To do ▸
In the entries below, spot each line with the word "broke" and copy it.
*** Task material ***
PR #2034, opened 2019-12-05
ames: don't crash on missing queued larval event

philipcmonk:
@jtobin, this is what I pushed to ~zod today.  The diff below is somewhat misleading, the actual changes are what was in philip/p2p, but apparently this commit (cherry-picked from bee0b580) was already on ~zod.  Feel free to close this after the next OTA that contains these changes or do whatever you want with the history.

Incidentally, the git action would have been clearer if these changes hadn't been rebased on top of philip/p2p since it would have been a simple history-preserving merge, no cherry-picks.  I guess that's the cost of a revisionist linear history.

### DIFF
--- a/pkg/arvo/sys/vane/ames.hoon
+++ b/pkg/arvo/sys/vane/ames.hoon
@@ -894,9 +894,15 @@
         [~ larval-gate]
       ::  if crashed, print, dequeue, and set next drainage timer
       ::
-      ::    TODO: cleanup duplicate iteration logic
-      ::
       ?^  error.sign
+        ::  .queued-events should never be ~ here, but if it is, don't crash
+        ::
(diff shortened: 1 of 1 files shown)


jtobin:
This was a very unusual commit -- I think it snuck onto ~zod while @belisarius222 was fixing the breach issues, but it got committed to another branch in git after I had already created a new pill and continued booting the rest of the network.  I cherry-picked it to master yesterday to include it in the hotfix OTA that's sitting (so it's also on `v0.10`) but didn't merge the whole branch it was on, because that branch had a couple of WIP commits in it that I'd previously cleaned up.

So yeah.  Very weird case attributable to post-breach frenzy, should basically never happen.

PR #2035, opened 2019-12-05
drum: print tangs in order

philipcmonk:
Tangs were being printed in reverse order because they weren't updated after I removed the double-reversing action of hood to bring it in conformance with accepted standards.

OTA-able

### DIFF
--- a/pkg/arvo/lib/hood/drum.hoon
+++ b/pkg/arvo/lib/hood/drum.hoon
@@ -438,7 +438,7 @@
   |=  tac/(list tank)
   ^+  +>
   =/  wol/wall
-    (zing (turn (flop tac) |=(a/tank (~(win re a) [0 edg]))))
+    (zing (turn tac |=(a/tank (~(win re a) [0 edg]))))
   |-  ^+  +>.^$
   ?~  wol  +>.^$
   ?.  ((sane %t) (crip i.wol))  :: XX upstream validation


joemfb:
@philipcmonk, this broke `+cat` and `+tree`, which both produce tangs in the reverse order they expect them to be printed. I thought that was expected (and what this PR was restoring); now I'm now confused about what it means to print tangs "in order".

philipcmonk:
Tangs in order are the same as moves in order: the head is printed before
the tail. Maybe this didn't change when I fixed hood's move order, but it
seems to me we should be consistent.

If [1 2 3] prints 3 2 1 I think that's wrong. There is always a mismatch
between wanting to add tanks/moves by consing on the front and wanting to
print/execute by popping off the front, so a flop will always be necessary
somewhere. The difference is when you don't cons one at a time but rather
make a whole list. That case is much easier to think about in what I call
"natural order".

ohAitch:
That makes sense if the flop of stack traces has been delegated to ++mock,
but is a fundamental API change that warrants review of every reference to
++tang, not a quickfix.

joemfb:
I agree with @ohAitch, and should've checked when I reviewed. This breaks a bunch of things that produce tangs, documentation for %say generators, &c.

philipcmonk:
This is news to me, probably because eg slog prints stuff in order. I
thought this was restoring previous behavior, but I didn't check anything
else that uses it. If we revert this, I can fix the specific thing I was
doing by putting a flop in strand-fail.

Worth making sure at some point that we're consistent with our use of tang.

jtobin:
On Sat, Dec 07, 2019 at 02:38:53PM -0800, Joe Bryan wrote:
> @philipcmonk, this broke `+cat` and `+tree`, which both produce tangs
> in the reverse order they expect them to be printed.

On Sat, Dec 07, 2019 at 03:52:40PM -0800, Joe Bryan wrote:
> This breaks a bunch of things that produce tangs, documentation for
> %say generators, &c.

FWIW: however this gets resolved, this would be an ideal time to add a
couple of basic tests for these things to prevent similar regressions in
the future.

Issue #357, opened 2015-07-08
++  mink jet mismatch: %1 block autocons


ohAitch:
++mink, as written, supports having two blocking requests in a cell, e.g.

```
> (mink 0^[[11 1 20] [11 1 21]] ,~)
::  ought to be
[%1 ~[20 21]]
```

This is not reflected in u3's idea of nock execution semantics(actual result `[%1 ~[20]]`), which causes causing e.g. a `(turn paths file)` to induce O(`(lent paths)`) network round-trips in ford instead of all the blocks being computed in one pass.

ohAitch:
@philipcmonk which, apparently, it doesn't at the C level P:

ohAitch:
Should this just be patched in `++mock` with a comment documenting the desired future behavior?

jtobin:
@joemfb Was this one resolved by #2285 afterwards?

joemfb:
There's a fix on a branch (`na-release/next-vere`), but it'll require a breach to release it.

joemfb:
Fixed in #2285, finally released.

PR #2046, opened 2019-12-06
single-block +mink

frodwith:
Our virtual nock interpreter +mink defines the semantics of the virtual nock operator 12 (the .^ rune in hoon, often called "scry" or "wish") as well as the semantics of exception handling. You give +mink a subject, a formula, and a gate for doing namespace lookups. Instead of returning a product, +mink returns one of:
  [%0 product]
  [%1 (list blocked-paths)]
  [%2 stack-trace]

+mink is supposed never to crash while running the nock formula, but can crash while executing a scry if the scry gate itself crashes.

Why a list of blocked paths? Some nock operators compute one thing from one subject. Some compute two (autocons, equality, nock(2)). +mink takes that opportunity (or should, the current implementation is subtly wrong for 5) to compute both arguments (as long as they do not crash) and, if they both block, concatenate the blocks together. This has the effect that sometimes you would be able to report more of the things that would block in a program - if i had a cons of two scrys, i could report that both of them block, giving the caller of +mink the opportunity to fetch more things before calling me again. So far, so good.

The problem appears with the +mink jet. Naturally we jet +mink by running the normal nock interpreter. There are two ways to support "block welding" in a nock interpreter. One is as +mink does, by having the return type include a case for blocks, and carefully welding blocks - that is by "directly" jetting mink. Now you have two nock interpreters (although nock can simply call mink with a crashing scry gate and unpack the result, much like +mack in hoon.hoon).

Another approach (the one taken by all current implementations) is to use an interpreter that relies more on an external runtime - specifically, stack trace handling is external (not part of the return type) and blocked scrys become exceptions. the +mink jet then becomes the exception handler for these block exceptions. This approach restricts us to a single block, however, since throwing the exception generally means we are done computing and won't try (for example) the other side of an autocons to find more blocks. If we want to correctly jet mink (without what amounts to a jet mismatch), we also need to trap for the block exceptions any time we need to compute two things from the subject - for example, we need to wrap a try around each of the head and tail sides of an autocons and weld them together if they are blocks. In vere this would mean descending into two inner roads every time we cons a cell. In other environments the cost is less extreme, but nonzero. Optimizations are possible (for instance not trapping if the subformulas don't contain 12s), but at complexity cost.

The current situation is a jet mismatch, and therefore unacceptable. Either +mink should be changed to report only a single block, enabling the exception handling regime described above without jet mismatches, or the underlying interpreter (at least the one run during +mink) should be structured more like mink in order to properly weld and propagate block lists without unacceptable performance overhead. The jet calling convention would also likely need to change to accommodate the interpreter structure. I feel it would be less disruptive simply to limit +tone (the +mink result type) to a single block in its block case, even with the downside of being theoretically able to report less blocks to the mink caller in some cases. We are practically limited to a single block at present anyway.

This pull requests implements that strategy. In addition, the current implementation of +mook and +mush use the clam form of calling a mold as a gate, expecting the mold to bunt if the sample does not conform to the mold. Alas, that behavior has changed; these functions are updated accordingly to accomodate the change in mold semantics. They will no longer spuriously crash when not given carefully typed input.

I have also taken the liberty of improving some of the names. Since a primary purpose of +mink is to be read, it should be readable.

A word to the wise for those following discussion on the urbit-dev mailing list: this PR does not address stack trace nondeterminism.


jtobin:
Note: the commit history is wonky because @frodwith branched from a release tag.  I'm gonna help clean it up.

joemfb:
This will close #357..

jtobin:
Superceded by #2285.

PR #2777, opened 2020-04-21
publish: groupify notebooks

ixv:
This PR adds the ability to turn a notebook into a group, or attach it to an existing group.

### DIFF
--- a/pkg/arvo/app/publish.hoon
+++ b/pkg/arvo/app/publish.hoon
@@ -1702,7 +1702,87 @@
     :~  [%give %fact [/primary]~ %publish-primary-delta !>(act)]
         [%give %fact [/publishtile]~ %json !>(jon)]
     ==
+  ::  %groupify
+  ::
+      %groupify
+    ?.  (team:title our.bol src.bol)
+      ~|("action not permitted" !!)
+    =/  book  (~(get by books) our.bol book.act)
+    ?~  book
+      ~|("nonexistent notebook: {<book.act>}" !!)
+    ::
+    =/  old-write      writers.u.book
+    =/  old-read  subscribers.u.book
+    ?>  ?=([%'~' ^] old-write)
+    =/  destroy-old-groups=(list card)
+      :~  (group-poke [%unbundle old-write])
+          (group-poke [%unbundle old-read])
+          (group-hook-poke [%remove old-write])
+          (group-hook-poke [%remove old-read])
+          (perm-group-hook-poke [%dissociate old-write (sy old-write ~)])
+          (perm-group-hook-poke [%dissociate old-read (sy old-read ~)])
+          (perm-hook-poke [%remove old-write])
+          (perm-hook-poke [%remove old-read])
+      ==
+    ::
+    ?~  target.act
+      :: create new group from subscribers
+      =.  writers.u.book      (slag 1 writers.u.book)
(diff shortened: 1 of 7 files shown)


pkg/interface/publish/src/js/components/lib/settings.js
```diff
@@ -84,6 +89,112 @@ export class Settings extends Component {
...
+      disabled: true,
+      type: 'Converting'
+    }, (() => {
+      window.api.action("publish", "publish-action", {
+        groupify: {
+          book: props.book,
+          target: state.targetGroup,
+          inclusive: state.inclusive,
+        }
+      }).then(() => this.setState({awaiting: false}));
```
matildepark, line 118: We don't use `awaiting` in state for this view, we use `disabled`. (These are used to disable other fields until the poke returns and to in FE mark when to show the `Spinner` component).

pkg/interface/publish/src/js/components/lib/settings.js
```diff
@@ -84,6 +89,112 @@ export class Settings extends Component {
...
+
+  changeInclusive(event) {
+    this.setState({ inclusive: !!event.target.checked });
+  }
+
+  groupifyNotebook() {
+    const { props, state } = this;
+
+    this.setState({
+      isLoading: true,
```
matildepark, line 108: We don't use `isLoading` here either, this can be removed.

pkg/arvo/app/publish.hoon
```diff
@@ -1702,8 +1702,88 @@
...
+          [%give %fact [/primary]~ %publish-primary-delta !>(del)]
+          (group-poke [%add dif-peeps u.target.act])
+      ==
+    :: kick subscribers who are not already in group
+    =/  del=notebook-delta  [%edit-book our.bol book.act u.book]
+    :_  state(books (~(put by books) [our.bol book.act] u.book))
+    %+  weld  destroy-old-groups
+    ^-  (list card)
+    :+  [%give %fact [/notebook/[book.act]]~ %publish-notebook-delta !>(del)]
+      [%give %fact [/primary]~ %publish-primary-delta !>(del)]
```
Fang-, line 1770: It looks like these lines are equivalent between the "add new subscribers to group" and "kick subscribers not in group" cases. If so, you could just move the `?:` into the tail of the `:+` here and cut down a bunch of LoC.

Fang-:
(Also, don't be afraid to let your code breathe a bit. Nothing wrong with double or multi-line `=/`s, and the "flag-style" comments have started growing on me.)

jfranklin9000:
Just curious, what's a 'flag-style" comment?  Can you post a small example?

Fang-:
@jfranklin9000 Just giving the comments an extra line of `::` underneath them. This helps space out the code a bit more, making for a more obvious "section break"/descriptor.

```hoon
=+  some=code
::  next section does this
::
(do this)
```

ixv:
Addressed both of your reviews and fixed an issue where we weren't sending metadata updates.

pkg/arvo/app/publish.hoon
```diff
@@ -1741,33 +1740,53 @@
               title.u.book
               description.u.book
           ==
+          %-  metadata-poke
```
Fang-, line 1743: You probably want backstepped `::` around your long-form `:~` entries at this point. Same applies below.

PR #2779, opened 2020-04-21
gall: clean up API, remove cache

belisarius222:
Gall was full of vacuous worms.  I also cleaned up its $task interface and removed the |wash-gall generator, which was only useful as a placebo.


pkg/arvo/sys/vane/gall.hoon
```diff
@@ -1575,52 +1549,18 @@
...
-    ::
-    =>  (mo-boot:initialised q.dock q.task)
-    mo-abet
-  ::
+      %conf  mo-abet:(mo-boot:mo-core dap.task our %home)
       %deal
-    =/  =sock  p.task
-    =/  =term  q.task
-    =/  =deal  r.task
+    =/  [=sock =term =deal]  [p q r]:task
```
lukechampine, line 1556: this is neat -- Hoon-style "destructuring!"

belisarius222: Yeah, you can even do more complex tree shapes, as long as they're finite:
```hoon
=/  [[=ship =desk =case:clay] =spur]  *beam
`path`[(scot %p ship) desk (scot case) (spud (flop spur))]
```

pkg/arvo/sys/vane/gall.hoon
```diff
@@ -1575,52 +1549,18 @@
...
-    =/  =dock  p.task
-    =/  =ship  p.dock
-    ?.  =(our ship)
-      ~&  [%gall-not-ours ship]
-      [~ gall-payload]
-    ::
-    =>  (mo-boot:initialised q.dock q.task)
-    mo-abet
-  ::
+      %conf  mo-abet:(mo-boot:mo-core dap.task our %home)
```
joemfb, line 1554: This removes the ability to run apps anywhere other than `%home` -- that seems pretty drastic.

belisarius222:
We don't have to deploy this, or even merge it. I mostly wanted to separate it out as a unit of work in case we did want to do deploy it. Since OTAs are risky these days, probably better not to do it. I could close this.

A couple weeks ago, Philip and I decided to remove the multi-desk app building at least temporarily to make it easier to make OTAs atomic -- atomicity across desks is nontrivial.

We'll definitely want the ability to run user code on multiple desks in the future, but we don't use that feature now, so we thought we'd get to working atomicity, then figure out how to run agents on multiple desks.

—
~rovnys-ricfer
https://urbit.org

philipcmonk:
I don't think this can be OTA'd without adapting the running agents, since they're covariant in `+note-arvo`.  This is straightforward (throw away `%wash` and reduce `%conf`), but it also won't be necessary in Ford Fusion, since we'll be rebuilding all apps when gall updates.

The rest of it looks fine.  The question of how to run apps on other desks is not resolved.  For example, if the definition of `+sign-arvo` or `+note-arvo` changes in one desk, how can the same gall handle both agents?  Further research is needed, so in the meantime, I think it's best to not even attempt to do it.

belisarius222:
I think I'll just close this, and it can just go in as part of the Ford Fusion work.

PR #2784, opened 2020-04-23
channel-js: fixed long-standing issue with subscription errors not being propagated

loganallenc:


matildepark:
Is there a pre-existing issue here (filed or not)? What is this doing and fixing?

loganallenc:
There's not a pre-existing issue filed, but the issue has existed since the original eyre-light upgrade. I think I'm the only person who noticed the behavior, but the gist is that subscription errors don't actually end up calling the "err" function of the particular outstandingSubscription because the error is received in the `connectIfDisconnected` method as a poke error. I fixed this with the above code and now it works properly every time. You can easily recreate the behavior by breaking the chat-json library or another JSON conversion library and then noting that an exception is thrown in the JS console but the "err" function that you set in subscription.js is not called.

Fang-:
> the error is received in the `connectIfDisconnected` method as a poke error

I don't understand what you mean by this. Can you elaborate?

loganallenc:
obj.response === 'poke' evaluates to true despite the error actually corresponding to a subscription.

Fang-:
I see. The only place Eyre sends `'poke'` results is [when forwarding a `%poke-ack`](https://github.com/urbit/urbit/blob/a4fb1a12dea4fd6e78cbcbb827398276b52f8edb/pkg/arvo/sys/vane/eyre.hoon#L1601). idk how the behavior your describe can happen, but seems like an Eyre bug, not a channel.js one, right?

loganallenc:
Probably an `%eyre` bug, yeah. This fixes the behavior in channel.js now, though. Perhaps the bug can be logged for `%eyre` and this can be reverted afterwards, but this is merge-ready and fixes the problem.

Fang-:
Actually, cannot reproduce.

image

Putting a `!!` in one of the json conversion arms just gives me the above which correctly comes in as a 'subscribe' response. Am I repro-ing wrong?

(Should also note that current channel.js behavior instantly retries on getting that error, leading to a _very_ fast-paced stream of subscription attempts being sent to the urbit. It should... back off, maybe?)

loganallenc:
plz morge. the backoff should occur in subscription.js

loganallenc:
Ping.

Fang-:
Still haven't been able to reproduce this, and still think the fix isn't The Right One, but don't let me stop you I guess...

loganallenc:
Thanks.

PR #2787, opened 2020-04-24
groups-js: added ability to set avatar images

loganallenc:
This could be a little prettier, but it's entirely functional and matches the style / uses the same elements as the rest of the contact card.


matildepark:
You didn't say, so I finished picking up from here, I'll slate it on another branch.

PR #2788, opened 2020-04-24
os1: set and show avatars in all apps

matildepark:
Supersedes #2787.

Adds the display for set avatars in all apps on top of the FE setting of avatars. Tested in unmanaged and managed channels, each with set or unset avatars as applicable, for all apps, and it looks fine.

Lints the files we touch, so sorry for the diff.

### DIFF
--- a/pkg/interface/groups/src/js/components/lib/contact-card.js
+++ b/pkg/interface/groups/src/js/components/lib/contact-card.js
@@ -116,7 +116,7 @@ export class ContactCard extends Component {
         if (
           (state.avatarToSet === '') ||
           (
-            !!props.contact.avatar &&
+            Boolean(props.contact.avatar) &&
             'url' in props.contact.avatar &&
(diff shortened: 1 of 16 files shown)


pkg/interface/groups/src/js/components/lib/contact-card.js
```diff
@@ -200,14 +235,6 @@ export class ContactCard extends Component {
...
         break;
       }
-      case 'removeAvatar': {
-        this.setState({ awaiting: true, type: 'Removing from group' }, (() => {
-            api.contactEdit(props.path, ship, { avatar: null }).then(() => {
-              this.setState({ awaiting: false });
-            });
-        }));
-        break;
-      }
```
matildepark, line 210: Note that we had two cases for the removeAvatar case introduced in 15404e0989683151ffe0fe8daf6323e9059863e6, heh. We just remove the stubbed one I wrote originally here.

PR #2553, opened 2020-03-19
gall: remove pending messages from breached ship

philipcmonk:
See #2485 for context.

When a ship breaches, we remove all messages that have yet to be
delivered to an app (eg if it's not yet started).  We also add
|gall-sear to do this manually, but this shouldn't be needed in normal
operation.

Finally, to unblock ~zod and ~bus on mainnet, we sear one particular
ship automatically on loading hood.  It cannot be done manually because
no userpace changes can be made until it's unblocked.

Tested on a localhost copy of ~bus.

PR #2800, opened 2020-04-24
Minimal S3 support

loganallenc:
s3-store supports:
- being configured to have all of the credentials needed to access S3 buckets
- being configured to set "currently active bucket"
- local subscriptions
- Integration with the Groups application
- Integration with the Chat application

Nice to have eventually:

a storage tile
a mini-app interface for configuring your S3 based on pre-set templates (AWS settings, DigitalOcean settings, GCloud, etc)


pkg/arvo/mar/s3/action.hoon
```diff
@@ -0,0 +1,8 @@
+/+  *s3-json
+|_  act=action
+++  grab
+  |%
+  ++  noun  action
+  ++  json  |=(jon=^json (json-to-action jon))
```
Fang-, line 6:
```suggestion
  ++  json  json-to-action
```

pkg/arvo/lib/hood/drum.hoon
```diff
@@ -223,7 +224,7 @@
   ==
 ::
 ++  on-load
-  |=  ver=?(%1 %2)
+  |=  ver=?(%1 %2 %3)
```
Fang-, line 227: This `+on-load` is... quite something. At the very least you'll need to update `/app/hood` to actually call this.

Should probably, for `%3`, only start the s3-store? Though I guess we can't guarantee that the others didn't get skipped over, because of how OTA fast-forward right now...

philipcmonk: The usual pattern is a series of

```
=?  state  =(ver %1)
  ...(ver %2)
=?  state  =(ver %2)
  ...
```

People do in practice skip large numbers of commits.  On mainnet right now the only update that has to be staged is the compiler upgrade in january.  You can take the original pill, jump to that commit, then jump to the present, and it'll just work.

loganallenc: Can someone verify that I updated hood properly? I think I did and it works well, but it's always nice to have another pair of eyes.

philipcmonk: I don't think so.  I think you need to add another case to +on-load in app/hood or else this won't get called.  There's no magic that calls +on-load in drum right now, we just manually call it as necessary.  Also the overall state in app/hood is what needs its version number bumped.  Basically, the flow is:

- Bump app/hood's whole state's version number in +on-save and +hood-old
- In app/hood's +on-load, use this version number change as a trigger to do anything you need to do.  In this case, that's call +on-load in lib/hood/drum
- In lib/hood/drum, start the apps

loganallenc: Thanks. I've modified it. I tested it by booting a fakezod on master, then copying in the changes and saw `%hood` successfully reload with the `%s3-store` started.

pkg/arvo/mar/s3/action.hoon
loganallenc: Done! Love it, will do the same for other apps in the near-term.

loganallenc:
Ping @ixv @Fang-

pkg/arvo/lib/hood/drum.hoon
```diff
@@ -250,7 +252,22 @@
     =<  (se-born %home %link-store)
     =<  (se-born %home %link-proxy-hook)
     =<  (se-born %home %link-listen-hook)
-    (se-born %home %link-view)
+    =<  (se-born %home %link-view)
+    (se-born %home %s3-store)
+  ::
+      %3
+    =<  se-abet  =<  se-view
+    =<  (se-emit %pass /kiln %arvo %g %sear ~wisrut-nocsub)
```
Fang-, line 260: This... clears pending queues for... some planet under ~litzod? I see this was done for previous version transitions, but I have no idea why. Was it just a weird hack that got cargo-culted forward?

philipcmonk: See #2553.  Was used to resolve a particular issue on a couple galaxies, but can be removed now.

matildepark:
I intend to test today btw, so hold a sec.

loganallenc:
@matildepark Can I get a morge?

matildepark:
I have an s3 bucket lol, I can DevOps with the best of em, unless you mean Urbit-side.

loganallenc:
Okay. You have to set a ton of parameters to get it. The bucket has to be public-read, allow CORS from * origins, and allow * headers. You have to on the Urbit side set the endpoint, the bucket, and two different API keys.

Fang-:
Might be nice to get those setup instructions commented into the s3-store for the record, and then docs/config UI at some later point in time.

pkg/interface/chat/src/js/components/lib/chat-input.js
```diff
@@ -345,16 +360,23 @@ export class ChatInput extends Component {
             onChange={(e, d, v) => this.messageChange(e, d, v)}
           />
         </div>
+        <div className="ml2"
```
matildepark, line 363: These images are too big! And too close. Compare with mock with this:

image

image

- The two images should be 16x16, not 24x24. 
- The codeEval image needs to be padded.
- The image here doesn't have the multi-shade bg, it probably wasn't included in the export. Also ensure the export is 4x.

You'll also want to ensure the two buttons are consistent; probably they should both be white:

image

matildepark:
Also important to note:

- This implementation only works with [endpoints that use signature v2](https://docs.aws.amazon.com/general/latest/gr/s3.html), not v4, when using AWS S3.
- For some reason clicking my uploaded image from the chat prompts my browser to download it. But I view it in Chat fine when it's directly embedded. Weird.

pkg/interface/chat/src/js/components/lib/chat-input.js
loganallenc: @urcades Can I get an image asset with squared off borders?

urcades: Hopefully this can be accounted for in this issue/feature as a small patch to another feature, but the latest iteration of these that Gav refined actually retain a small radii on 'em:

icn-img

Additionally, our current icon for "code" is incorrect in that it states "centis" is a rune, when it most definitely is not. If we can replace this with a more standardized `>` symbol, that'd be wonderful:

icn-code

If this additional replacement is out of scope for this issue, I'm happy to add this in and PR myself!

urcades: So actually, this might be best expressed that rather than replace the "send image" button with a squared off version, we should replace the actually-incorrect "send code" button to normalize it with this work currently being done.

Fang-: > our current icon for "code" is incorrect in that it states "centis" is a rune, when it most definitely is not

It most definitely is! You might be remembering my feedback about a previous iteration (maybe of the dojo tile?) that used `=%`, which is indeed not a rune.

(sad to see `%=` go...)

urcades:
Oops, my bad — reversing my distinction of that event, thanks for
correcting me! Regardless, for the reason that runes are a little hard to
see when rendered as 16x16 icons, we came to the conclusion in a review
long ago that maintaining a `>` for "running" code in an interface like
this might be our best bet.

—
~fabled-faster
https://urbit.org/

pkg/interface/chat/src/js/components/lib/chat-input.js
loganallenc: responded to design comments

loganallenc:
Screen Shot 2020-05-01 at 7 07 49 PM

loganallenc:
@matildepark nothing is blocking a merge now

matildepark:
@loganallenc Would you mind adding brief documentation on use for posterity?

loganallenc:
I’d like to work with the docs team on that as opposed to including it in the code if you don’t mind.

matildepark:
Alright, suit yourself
*** End of Task material ***
Solution ▸
@philipcmonk, this broke `+cat` and `+tree`, which both produce tangs in the reverse order they expect them to be printed. I thought that was expected (and what this PR was restoring); now I'm now confused about what it means to print tangs "in order".
> @philipcmonk, this broke `+cat` and `+tree`, which both produce tangs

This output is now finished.